Iron Eyes said the nickname and Indian head logo "simply have no place in an evolving society" and should go.
"I have respect for Archie," he said. "It just shows that reasonable people can disagree, and it shows we are a complex people. We don't all think the same way all the time."
In circulating his petition, Iron Eyes said he was assisted by Ira Taken Alive and Wastewin Young, who were students at UND with him, among others.
Despite the State Board of Higher Education's April 8 directive to UND to officially retire the nickname and logo, "several nickname and logo proponents at Standing Rock have persisted in lobbying the council to pay for a non-binding, reservation-wide election to assess tribal members' views on the 'Fighting Sioux' nickname and logo," they wrote in their statement.
The new petition "specifically asks the SRST Council to hold fast to its longstanding position. The process of gathering signatures on the petition was in accordance with SRST election laws."
Nov. 30 deadline
The new petition, like the first, will have to be certified, and it's unclear how long that process will take. After meeting last week with nickname supporters, Murphy said he would schedule a council meeting last Wednesday to consider the supporters' petition, and he said he would assign a second tribal official to help with certification.
The council meeting did not happen Wednesday. Murphy said he would try to convene one this week.
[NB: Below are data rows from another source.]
PR #15720, opened 2023-01-27
Infer HyperKit HostIP as Gateway rather than hardcode to 192.168.64.1 

p2c2e:
fixes #11510
resolves #12729 (was closed without fix) 
Rather than assume 192.168.64.1 - which might not be true if dhcpd lease is already active for some other VM etc. 
We try to use the gateway IP is usually the hostip with the last octet as "1"

```

This PR specifically applies to MacOS users who have chosen Hyperkit (specified or since it is default). The code path does NOT affect any other combination of users.
What does the code do?
90% of the users on MacOS using Hyperkit driver will have issues with mounting a filesystem (or anything that requires access to host from within VM). Unless the user is using Minikube or similar tools first time, there is a strong chance that the IP assigned to the VM will NOT be in 192.168.64.X range. On the host, we can check all existing dhcp leases on Mac in /var/db/dhcpd_leases. For regular users, the dhcp subnet assigned by Hyperkit will be a different range. In following example, I was assigned dhcpd lease with host IP of "192.168.205.5" and gateway/nameserver will then be "192.168.205.1"
Before PR* : attempting to mount a filesystem with “minikube mount” will fail via timeout since it will be trying on some non-existent IP.
$ minikube mount /tmp:/myhosttmp --v=7
📁  Mounting host path /tmp into VM as /myhosttmp ...
    ▪ Mount type:
    ▪ User ID:      docker
    ▪ Group ID:     docker
    ▪ Version:      9p2000.L
    ▪ Message Size: 262144
    ▪ Options:      map[]
    ▪ Bind Address: 192.168.64.1:53740            <<<< PROBLEM: This IP is hardcoded and not right…..
🛑  Userspace file server is shutdown

❌  Exiting due to GUEST_MOUNT_COULD_NOT_CONNECT: /bin/bash -c "sudo mount -t 9p -o dfltgid=$(grep ^docker: /etc/group | cut -d: -f3),dfltuid=$(id -u docker),msize=262144,port=53740,trans=tcp,version=9p2000.L 192.168.64.1 /myhosttmp": Process exited with status 32
stdout:

stderr:
mount: /myhosttmp: mount(2) system call failed: Connection timed out.

After PR : attempting to mount a filesystem should just work… See below verbose log..
$ minikube mount /tmp:/myhosttmp --v=7

📁  Mounting host path /tmp into VM as /myhosttmp ...
    ▪ Mount type:   
    ▪ User ID:      docker
    ▪ Group ID:     docker
    ▪ Version:      9p2000.L
    ▪ Message Size: 262144
    ▪ Options:      map[]
    ▪ Bind Address: 192.168.205.1:53935              <<<< SOLVED : Uses correct ‘inferred’ IP. Works …
✅  Successfully mounted /tmp to /myhosttmp

We cannot 'increment' IPs etc., in this case because it HAS to be a "1" for routing/gateway to the host. Any other solution will be more complicated.

Hope this clarifies. Seems like lot of folks have this issue and this PR will help them :)
```

### DIFF
--- a/pkg/minikube/cluster/ip.go
+++ b/pkg/minikube/cluster/ip.go
@@ -128,7 +128,9 @@ func HostIP(host *host.Host, clusterName string) (net.IP, error) {
 
 		return net.ParseIP(ip), nil
 	case driver.HyperKit:
-		return net.ParseIP("192.168.64.1"), nil
+		vmIPString, _ := host.Driver.GetIP()
+		gatewayIPString := vmIPString[:strings.LastIndex(vmIPString, ".")+1] + "1"
+		return net.ParseIP(gatewayIPString), nil
 	case driver.VMware:
 		vmIPString, err := host.Driver.GetIP()
 		if err != nil {
--- a/cmd/minikube/cmd/mount.go
+++ b/cmd/minikube/cmd/mount.go
@@ -193,7 +193,7 @@ var mountCmd = &cobra.Command{
 			bindIP = "127.0.0.1"
 		}
 		out.Step(style.Mounting, "Mounting host path {{.sourcePath}} into VM as {{.destinationPath}} ...", out.V{"sourcePath": hostPath, "destinationPath": vmPath})
-		out.Infof("Mount type:   {{.name}}", out.V{"type": cfg.Type})
+		out.Infof("Mount type:   {{.name}}", out.V{"name": cfg.Type})
 		out.Infof("User ID:      {{.userID}}", out.V{"userID": cfg.UID})
 		out.Infof("Group ID:     {{.groupID}}", out.V{"groupID": cfg.GID})
 		out.Infof("Version:      {{.version}}", out.V{"version": cfg.Version})


pkg/minikube/cluster/ip.go
```diff
@@ -128,7 +128,9 @@ func HostIP(host *host.Host, clusterName string) (net.IP, error) {
 
 		return net.ParseIP(ip), nil
 	case driver.HyperKit:
-		return net.ParseIP("192.168.64.1"), nil
+		vmIPString, _ := host.Driver.GetIP()
+		gatewayIPString := vmIPString[:strings.LastIndex(vmIPString, ".")+1] + "1"
```
medyagh, line 132: Thanks for contributing to minikube, can you please put the output of minikube before/after this PR ?

and does this break normal users who currently dont have an issue ?
please comment what this code does? and how about using a library that handles incrementing the IPS instead of using string.

medyagh (changes requested):

pkg/minikube/cluster/ip.go
p2c2e: 1. This PR specifically applies to MacOS users who have chosen Hyperkit (specified or since it is default). The code path does NOT affect any other combination of users. 
2. What does the code do?
	90% of the users on MacOS using Hyperkit driver will have issues with mounting a filesystem (or anything that requires access to host from within VM). Unless the user is using Minikube or similar tools first time, there is a strong chance that the IP assigned to the VM will NOT be in 192.168.64.X range. On the host, we can check all existing dhcp leases on Mac in /var/db/dhcpd_leases. For regular users, the dhcp subnet assigned by Hyperkit will be a different range. In following example, I was assigned dhcpd lease with host IP of "192.168.205.5" and gateway/nameserver will then be "192.168.205.1"
3. **Before PR*** : attempting to mount a filesystem with “minikube mount” will fail via timeout since it will be trying on some non-existent IP.

$ minikube mount /tmp:/myhosttmp --v=7
📁  Mounting host path /tmp into VM as /myhosttmp ...
    ▪ Mount type:
    ▪ User ID:      docker
    ▪ Group ID:     docker
    ▪ Version:      9p2000.L
    ▪ Message Size: 262144
    ▪ Options:      map[]
    ▪ Bind Address: 192.168.64.1:53740            <<<< PROBLEM: This IP is hardcoded and not right…..
🛑  Userspace file server is shutdown

❌  Exiting due to GUEST_MOUNT_COULD_NOT_CONNECT: /bin/bash -c "sudo mount -t 9p -o dfltgid=$(grep ^docker: /etc/group | cut -d: -f3),dfltuid=$(id -u docker),msize=262144,port=53740,trans=tcp,version=9p2000.L 192.168.64.1 /myhosttmp": Process exited with status 32
stdout:

stderr:
mount: /myhosttmp: mount(2) system call failed: Connection timed out.


4. **After PR** : attempting to mount a filesystem should just work… See below verbose log..

$ minikube mount /tmp:/myhosttmp --v=7

📁  Mounting host path /tmp into VM as /myhosttmp ...
    ▪ Mount type:   
    ▪ User ID:      docker
    ▪ Group ID:     docker
    ▪ Version:      9p2000.L
    ▪ Message Size: 262144
    ▪ Options:      map[]
    ▪ Bind Address: 192.168.205.1:53935              <<<< SOLVED : Uses correct ‘inferred’ IP. Works …
✅  Successfully mounted /tmp to /myhosttmp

The Fighting Sioux nickname supporters are hoping to have a popular vote on the matter before Nov. 30, the deadline set in a lawsuit settlement agreement with the NCAA for UND to win approval from the Standing Rock and Spirit Lake Sioux tribes.
Spirit Lake voters gave their blessing to continued use of the Fighting Sioux nickname in a two-thirds majority vote last year, and nickname supporters there have urged Standing Rock officials to allow a plebiscite on their reservation as well.
In mid-April, several Spirit Lake members appealed to Gov. John Hoeven to "correct this wrong" by persuading the state board to delay action on the nickname. Hoeven later wrote to the chancellor of the North Dakota University System, urging him to "give due consideration to any vote by the Standing Rock Sioux Tribe" regarding the nickname if a vote occurs before Nov. 30.
On May 6, however, UND President Robert Kelley outlined a process to retire the Fighting Sioux nickname and logo over the course of a year. Because of licensing and contractual agreements, the symbols will continue to be used through the coming school year, he told the University Senate.
Nickname supporters acknowledge the chances of retaining it are slim, but they still hold out hope the State Board can be persuaded to reverse its decision to retire the 80-year-old nickname.